Dataset items
Issue #19, opened 2018-12-04
Define challenge categories/tags


spMohanty:
_From @spMohanty on April 26, 2018 23:41_

We could mark every challenge with categories : Educational Challenge (simple challenges on popular datasets like MNIST, etc), Academic Challenge (NIPS Challenges, etc), Challenges with Prizes, Challenges with Academic papers, Challenges with Travel Grants, etc. 

What I imagine are small icons next to challenge names (on the home page, and also on the challenge page), which gives a broad view of what type of challenges are out there.
Could help participants to prioritize their efforts depending on what they are after.

Needs some thought and design by @jsnrynlds too.

_Copied from original issue: crowdAI/crowdai#726_

PR #1195, opened 2020-03-04
Category tags for challenge

alkeshrails:
Category/Tags for the challenges
link : https://aicrowd.monday.com/boards/363093650/pulses/465361490

### DIFF
--- a/app/assets/javascripts/controllers/challenges_controller.js
+++ b/app/assets/javascripts/controllers/challenges_controller.js
@@ -3,6 +3,23 @@ $(document).on('click', '.challenge-invite-participant', function(){
   $('.challenge-invite-participant').attr("disabled", true);
 });
 
+$(document).on('click', '.category_opt', function(){
+  var new_value = $('#challenge_selected_category').val().replace($(this).val(), '');
+  $('#challenge_selected_category').val(new_value);
+  $(this).removeClass('badge badge-success category_opt');
+  $('#challenge_category').append($(this));
+});
+
+$(document).on('change', '#challenge_category', function(){
+  var new_value = $('#challenge_selected_category').val() + ' ' + $(this).val();
+  $('#challenge_selected_category').val(new_value);
+  $('.show_category').append($("option:selected", this));
+  $(".show_category option").each(function(){
+    var text = $(this).val();
+    $(this).addClass('badge badge-success category_opt').attr('id', text);
+  });
+});
+
 function resetChallengesFormClientValidations() {
   // We need to wait till fields show up in browser
   setTimeout(function() { $('#challenges-form').enableClientSideValidations(); }, 1000);
--- a/app/assets/javascripts/controllers/challenges_controller.js
+++ b/app/assets/javascripts/controllers/challenges_controller.js
@@ -3,21 +3,8 @@ $(document).on('click', '.challenge-invite-participant', function(){
   $('.challenge-invite-participant').attr("disabled", true);
 });
 
-$(document).on('click', '.category_opt', function(){
-  var new_value = $('#challenge_selected_category').val().replace($(this).val(), '');
-  $('#challenge_selected_category').val(new_value);
-  $(this).removeClass('badge badge-success category_opt');
-  $('#challenge_category').append($(this));
-});
-
-$(document).on('change', '#challenge_category', function(){
-  var new_value = $('#challenge_selected_category').val() + ' ' + $(this).val();
-  $('#challenge_selected_category').val(new_value);
-  $('.show_category').append($("option:selected", this));
-  $(".show_category option").each(function(){
-    var text = $(this).val();
-    $(this).addClass('badge badge-success category_opt').attr('id', text);
-  });
+$(document).ready(function() {
+  $('.category_select2').select2();
 });
 
 function resetChallengesFormClientValidations() {
--- a/app/controllers/challenges_controller.rb
+++ b/app/controllers/challenges_controller.rb
@@ -188,7 +188,7 @@ class ChallengesController < ApplicationController
 
   def set_category
     category = @challenge&.categories.present? ? Category.where.not(id: @challenge.categories.ids) : Category.all
-    category.map{|c| [c.name, c.id]}
+    @categories = category.map{|c| [c.name, c.id]}
   end
 
   def challenge_params
--- a/app/controllers/challenges_controller.rb
+++ b/app/controllers/challenges_controller.rb
@@ -9,6 +9,7 @@ class ChallengesController < ApplicationController
   before_action :set_organizer, only: [:edit, :update]
   before_action :set_organizers_for_select, only: [:new, :create]
   before_action :set_challenge_rounds, only: [:edit, :update]
+  before_action :set_category, only: [:new, :create , :edit]
 
   respond_to :html, :js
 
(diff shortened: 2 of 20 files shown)


app/assets/javascripts/controllers/challenges_controller.js
```diff
@@ -3,6 +3,23 @@ $(document).on('click', '.challenge-invite-participant', function(){
   $('.challenge-invite-participant').attr("disabled", true);
 });
 
+$(document).on('click', '.category_opt', function(){
```
piotrekpasciak: On which pages do you want to run these 2 events? Do you think we could put them inside Paloma controller action, so this code wouldn't be run everywhere?

app/controllers/challenges_controller.rb
```diff
@@ -174,6 +178,18 @@ def create_invitations
     end
   end
 
+  def create_challenge_category
+    @challenge.category_challenges.destroy_all if @challenge.category_challenges.present?
```
piotrekpasciak: This line doesn't make mutch sense. You shouldn't need to delete all categories from challenge before creating new.

db/migrate/20200302110003_create_categories.rb
```diff
@@ -0,0 +1,9 @@
+class CreateCategories < ActiveRecord::Migration[5.2]
+  def change
+    create_table :categories do |t|
+      t.string :name
```
piotrekpasciak: It would be good idea to add `null: fase` constraint here and unique index. Add related validations to model as well.

db/migrate/20200302110125_create_category_challenges.rb
```diff
@@ -0,0 +1,11 @@
+class CreateCategoryChallenges < ActiveRecord::Migration[5.2]
+  def change
+    create_table :category_challenges do |t|
+      t.references :category
```
piotrekpasciak: It would be good idea to add `null: false` constraints here for both challenge and category. Add corresponding validations to model as well.

spec/factories/category_challenges.rb
```diff
@@ -0,0 +1,6 @@
+FactoryBot.define do
+  factory :category_challenge do
+    category_id { "" }
```
piotrekpasciak: `association(:category)` and  `association(:challenge)` would make more sense here.

spec/models/category_challenge_spec.rb
```diff
@@ -0,0 +1,5 @@
+require 'rails_helper'
+
+RSpec.describe CategoryChallenge, type: :model do
```
piotrekpasciak: Remove empty spec files from repository.

app/controllers/challenges_controller.rb
```diff
@@ -174,6 +178,18 @@ def create_invitations
...
+    params[:challenge][:selected_category].split(' ').each do |category|
+      @challenge.category_challenges.create(category_id: category)
+    end
+  end
+
+  def set_category
+    category = @challenge&.categories.present? ? Category.where.not(id: @challenge.categories.ids) : Category.all
+    @categories ||= category.collect{|c| [c.name, c.id]}
```
piotrekpasciak: `collect` is deprecated - you should use map instead:
https://github.com/rubocop-hq/ruby-style-guide#map-find-select-reduce-size

app/controllers/challenges_controller.rb
```diff
@@ -174,6 +178,18 @@ def create_invitations
     end
   end
 
+  def create_challenge_category
+    @challenge.category_challenges.destroy_all if @challenge.category_challenges.present?
+    params[:challenge][:selected_category].split(' ').each do |category|
```
piotrekpasciak: Why did you choose this approach to create  categories? It's impossible to use nested attributes?
https://api.rubyonrails.org/classes/ActiveRecord/NestedAttributes/ClassMethods.html

app/controllers/challenges_controller.rb
piotrekpasciak: Memoization doesn't make sense here are this method is called only once per request.

app/assets/javascripts/controllers/challenges_controller.js
alkeshrails: I want to run this on page https://github.com/AIcrowd/AIcrowd/blob/4fd06a51ebaad2b8f5b56052f98a0ae98ced950e/app/views/challenges/tabs/_details_form.html.erb
So I added on challenge_controller js instead of on partial page 'details_form' partial page.

app/controllers/challenges_controller.rb
alkeshrails: Actually If I remove a category to edit page in that case, It remove all categories and create with existing category_ids. We don't have ajax for remove category.Because category add and remove is only done when we click update button for challenge.

db/migrate/20200302110003_create_categories.rb
alkeshrails: Sure, will do.

db/migrate/20200302110125_create_category_challenges.rb
alkeshrails: thanks

spec/factories/category_challenges.rb
alkeshrails: Thanks.

spec/models/category_challenge_spec.rb
alkeshrails: Sure.

app/controllers/challenges_controller.rb
alkeshrails: Sure!

app/controllers/challenges_controller.rb
alkeshrails: If I use nested attribute, than I need to add `add category` that will show multiple select box of categories on UI, it would be ugly. So I use this approach. User can select multiple categories to a select box and record create.

app/controllers/challenges_controller.rb
alkeshrails: Thanks

app/assets/javascripts/controllers/challenges_controller.js
piotrekpasciak: Okey, let's keep it as it is, as this partial is rendered by both new and edit page.

app/controllers/challenges_controller.rb
piotrekpasciak: I'll take a look on it tomorrow and I let you know if it can be done with nested attributes without to much effort.

nemaniarjun:
Closes https://github.com/AIcrowd/AIcrowd/issues/19

db/migrate/20200302110003_create_categories.rb
alkeshrails: Done

db/migrate/20200302110125_create_category_challenges.rb
alkeshrails: Done

spec/factories/category_challenges.rb
alkeshrails: Done

app/controllers/challenges_controller.rb
alkeshrails: Done

alkeshrails: done

app/models/category_challenge.rb
```diff
@@ -0,0 +1,6 @@
+class CategoryChallenge < ApplicationRecord
+  belongs_to :category
+  belongs_to :challenge
+  validates :challenge_id, uniqueness: { scope: :category_id }
+  validates :challenge_id, :category_id, presence: true
```
piotrekpasciak: This line should be removed, `belongs_to` has provides presence validation for association since Rails 5.0.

**What the task requires**
Each line of the entries holding the string "opened" should be found and copied.

**Task output**
Issue #19, opened 2018-12-04
PR #1195, opened 2020-03-04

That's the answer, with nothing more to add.